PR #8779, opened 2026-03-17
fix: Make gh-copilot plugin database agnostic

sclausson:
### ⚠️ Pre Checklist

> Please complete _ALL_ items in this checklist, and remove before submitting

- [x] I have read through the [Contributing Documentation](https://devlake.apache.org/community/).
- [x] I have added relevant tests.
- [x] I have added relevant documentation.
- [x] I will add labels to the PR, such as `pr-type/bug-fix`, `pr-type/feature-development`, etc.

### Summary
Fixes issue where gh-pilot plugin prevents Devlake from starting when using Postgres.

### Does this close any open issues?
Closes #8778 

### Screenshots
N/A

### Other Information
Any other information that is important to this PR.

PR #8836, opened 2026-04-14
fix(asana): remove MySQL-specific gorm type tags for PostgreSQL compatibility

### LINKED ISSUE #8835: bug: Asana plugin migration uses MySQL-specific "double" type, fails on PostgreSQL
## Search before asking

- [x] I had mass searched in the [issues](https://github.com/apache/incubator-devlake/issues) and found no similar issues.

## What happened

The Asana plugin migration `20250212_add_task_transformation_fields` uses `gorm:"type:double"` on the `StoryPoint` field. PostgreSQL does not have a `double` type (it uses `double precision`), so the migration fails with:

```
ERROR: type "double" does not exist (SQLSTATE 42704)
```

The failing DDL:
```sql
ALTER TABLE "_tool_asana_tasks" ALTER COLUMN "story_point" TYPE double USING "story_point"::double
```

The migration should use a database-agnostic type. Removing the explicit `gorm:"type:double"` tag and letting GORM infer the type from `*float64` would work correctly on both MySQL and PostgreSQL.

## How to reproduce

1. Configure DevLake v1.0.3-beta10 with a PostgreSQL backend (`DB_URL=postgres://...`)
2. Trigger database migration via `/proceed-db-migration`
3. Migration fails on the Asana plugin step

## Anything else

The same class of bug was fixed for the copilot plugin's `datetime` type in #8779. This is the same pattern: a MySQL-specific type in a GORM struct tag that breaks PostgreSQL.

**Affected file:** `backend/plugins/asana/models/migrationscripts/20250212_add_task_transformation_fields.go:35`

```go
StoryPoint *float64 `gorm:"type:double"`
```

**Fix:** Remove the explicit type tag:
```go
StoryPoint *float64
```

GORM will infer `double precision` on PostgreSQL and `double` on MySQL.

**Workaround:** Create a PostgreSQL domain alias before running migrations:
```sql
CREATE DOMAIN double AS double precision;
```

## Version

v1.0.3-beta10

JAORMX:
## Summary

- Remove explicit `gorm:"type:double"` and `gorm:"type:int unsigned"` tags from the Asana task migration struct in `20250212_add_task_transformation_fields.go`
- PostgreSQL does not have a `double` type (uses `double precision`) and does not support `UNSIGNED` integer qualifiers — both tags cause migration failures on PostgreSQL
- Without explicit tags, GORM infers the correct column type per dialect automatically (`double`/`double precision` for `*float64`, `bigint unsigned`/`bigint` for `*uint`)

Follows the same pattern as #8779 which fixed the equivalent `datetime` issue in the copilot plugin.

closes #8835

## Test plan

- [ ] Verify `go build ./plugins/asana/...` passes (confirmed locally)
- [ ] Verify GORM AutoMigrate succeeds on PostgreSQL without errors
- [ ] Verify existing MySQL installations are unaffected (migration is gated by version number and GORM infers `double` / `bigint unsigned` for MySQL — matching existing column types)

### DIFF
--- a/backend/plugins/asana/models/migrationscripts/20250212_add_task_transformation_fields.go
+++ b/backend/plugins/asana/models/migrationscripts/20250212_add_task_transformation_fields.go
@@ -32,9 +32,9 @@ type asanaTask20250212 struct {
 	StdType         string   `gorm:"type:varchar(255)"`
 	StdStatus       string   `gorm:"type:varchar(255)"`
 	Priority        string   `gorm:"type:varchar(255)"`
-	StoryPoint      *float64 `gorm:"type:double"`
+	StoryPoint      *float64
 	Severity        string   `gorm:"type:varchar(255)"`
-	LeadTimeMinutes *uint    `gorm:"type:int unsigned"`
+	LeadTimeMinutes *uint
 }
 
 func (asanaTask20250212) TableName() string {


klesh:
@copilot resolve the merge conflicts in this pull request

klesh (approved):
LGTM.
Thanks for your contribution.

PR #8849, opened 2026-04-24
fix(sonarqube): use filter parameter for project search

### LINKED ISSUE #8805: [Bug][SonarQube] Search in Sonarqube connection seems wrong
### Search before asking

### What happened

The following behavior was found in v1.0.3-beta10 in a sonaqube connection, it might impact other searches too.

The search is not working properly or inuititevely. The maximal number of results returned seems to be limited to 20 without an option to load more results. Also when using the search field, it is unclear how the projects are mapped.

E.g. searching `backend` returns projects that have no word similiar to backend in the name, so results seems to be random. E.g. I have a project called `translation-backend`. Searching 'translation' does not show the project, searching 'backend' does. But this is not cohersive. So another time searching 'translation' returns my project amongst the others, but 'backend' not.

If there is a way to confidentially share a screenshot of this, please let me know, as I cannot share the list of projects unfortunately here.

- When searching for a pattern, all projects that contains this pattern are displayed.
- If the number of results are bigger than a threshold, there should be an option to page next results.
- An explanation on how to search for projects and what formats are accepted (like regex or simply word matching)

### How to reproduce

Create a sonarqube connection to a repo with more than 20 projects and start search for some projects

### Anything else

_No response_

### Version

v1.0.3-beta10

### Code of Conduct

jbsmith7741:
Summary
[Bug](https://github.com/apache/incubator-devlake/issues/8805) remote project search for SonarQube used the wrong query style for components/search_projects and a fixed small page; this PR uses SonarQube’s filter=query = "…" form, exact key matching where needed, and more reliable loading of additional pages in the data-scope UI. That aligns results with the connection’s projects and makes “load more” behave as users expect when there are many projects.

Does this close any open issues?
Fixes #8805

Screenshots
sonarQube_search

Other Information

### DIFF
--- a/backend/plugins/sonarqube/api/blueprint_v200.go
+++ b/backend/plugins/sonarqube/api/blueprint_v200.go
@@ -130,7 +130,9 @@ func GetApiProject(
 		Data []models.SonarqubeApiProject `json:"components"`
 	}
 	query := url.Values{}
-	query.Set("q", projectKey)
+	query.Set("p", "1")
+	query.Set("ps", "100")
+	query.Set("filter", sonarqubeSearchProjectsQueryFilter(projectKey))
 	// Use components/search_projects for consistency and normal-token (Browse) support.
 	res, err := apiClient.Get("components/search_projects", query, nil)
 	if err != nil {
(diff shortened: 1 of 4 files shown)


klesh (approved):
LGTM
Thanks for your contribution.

* * *

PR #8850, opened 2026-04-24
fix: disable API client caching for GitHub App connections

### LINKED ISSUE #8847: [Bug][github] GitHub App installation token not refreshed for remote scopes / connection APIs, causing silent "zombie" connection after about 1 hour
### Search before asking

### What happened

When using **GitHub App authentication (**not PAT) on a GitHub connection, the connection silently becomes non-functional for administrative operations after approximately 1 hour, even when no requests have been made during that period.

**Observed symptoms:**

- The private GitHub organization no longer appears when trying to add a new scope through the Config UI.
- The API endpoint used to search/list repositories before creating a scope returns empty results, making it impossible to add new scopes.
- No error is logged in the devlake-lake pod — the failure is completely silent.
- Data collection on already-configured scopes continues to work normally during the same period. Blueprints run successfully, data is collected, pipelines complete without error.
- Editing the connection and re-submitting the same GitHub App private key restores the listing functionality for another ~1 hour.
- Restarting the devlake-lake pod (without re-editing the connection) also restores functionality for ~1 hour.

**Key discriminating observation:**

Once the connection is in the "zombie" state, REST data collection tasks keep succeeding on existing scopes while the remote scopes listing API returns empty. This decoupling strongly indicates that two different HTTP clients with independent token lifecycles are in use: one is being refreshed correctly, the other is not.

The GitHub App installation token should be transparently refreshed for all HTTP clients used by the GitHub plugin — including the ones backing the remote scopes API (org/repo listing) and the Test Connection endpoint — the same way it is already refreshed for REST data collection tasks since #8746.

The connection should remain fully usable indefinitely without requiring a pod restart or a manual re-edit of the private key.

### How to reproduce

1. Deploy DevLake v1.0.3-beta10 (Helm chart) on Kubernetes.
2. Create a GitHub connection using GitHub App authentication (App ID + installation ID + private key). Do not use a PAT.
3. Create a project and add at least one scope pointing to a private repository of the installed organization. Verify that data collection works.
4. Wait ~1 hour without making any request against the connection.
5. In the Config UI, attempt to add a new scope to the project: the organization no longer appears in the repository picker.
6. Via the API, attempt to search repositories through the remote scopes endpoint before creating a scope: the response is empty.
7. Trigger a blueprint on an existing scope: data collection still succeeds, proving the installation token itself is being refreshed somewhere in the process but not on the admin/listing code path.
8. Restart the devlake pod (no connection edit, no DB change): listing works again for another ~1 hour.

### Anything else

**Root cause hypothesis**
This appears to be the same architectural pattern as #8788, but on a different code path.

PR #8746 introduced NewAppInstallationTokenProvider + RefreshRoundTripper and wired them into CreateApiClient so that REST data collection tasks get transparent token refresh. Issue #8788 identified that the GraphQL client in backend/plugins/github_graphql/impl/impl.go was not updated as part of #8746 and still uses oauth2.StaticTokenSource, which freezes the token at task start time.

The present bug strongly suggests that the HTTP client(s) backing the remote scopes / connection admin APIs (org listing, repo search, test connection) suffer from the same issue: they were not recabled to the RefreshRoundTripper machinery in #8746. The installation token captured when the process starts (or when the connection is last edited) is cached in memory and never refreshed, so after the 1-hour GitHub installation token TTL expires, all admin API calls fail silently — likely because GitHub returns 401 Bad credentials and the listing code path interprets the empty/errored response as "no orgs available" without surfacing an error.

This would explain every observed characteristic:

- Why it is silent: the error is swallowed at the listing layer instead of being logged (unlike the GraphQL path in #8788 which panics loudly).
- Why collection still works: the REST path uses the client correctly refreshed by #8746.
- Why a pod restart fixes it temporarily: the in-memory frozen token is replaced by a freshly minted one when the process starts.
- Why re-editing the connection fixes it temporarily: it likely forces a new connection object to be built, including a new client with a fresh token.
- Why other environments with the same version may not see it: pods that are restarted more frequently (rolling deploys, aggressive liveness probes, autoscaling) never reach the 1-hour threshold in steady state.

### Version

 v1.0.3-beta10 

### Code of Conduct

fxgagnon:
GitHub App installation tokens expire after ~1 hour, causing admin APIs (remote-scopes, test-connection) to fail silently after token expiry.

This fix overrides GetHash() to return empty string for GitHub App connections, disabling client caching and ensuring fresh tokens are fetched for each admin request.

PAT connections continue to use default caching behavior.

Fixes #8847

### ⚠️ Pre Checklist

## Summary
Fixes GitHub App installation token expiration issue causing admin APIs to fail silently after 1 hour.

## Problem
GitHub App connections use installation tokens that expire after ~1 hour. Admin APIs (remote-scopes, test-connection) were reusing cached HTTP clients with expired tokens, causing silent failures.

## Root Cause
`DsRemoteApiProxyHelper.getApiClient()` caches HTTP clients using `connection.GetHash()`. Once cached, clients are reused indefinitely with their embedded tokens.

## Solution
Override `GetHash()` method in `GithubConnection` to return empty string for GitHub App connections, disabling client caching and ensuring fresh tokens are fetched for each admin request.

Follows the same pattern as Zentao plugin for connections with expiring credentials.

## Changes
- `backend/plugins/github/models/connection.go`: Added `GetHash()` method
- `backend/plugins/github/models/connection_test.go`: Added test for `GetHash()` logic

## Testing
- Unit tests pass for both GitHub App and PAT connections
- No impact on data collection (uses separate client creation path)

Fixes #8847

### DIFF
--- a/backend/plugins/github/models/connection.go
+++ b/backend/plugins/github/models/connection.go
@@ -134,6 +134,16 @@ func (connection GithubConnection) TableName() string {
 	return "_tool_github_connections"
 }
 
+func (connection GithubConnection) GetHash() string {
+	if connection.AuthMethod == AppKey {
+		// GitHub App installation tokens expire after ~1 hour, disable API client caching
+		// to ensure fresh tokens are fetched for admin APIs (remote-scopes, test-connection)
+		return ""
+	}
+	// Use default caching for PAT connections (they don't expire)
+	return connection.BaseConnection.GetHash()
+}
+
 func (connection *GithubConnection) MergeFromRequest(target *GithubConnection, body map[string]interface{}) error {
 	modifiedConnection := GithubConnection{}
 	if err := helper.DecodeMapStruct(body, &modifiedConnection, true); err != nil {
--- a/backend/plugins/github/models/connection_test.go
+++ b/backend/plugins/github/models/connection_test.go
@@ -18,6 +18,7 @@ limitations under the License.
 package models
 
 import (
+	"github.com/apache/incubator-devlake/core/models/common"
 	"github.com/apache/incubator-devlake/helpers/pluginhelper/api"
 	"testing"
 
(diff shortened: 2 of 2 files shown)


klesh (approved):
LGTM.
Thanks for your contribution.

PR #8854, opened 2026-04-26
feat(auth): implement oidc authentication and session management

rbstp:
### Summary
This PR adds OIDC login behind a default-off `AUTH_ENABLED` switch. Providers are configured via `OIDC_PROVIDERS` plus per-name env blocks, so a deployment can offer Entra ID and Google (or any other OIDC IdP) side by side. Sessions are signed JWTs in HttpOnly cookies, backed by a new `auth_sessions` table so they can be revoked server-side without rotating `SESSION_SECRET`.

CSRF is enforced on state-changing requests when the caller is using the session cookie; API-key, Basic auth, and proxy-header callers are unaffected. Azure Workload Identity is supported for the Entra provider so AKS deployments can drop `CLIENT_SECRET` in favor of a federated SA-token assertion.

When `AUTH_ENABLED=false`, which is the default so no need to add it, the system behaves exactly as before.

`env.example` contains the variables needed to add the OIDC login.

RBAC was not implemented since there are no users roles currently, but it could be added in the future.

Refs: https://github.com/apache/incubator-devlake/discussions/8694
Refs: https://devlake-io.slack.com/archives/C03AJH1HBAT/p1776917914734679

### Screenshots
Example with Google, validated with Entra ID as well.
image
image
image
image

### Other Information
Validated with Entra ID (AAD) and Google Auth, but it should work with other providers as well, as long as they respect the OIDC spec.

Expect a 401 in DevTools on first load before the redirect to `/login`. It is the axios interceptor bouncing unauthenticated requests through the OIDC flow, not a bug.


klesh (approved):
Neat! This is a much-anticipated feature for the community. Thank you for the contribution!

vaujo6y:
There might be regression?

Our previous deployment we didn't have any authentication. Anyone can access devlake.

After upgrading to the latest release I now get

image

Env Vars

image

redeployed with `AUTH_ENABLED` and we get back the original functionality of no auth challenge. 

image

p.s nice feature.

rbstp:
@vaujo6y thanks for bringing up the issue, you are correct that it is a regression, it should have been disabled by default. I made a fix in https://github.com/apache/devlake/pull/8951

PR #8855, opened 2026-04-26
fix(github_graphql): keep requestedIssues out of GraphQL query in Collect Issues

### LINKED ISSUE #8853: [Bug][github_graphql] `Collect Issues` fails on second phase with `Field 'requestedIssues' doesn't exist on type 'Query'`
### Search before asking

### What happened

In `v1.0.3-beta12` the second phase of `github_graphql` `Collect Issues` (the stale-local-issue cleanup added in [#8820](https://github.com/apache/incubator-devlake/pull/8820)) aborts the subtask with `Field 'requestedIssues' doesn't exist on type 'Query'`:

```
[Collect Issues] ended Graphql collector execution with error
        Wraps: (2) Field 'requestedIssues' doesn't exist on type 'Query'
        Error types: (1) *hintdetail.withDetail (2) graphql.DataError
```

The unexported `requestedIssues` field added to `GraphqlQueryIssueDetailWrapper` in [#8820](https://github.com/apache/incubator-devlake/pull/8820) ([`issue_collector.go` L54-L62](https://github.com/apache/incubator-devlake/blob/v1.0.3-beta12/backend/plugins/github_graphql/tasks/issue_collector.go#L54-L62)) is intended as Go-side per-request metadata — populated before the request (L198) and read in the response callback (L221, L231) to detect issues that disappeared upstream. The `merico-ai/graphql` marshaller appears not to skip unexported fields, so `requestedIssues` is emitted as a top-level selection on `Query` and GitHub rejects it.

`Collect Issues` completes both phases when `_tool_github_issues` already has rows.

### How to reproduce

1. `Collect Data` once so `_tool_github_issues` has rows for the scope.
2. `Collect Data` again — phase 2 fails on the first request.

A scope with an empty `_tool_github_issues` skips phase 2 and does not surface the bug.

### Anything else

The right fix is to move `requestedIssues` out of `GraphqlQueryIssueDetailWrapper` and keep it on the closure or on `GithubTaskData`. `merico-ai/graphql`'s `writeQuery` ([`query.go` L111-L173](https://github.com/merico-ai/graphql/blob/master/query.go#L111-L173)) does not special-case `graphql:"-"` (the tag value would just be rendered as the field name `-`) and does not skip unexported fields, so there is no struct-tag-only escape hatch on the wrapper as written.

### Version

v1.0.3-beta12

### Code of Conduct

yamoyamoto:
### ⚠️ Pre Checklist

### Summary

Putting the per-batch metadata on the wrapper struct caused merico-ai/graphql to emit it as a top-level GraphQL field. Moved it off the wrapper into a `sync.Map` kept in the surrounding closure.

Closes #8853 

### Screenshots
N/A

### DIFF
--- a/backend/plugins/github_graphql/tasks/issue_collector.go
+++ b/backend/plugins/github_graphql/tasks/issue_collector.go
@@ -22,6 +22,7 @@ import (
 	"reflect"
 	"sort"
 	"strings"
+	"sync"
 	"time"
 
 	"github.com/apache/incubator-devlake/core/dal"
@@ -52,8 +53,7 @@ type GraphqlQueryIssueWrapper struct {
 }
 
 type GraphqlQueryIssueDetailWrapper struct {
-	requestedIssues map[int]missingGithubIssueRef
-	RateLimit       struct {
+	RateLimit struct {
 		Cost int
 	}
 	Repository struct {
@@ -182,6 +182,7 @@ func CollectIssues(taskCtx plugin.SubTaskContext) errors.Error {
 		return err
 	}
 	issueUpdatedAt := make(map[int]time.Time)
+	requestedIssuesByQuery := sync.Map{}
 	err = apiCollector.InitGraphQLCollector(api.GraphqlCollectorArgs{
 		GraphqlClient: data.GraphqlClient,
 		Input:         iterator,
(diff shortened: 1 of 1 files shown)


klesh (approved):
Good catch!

■ Aim of the exercise ■
Could you report all lines of the listing that hold "starts"?

■ Written answer ■
The present bug strongly suggests that the HTTP client(s) backing the remote scopes / connection admin APIs (org listing, repo search, test connection) suffer from the same issue: they were not recabled to the RefreshRoundTripper machinery in #8746. The installation token captured when the process starts (or when the connection is last edited) is cached in memory and never refreshed, so after the 1-hour GitHub installation token TTL expires, all admin API calls fail silently — likely because GitHub returns 401 Bad credentials and the listing code path interprets the empty/errored response as "no orgs available" without surfacing an error.
- Why a pod restart fixes it temporarily: the in-memory frozen token is replaced by a freshly minted one when the process starts.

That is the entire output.